::: Data for processing

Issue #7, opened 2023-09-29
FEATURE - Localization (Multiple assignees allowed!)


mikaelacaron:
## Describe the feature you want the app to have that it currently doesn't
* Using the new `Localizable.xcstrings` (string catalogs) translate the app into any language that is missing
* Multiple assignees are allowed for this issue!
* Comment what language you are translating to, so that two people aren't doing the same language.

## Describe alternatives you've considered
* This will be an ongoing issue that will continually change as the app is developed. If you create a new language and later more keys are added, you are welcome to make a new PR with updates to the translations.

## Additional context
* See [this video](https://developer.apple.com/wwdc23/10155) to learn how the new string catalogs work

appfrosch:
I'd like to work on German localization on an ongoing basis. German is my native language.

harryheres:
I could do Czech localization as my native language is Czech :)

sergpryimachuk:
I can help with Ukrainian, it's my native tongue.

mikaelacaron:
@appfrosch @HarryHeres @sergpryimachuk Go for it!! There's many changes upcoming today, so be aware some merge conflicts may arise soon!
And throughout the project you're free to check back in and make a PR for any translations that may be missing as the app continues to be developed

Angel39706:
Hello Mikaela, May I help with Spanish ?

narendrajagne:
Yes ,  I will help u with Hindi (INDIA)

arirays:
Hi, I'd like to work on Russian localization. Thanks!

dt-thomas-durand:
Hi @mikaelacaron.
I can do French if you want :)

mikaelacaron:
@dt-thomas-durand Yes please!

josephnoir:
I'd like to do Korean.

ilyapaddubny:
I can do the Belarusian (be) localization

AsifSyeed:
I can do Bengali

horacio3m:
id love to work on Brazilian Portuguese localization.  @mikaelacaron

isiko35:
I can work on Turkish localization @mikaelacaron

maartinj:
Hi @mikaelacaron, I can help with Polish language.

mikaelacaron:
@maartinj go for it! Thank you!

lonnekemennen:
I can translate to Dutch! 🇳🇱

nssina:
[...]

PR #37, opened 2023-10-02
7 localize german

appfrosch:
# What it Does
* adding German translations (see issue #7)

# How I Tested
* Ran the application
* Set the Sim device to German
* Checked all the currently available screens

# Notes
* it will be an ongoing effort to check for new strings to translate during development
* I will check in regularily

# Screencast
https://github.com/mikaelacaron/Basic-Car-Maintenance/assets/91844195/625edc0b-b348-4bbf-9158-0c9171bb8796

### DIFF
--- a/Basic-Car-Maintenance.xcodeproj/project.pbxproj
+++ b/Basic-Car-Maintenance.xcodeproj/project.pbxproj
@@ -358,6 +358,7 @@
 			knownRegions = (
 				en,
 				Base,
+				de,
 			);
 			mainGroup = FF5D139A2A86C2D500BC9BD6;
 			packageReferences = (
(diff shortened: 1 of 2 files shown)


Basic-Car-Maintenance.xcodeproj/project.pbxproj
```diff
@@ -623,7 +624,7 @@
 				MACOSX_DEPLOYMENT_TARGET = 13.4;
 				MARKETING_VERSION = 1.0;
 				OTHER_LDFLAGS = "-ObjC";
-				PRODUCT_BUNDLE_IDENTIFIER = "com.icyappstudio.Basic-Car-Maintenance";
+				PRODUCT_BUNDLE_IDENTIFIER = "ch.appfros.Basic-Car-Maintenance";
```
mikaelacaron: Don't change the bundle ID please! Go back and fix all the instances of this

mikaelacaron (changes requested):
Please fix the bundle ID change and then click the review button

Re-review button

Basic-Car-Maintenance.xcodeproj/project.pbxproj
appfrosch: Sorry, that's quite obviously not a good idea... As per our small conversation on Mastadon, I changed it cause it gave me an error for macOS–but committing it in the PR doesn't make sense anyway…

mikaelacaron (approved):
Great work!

::::::

→ Task statement
All lines that contain the word "make" should be copied from the listing.

→ Reply to the exercise
* This will be an ongoing issue that will continually change as the app is developed. If you create a new language and later more keys are added, you are welcome to make a new PR with updates to the translations.
And throughout the project you're free to check back in and make a PR for any translations that may be missing as the app continues to be developed
appfrosch: Sorry, that's quite obviously not a good idea... As per our small conversation on Mastadon, I changed it cause it gave me an error for macOS–but committing it in the PR doesn't make sense anyway…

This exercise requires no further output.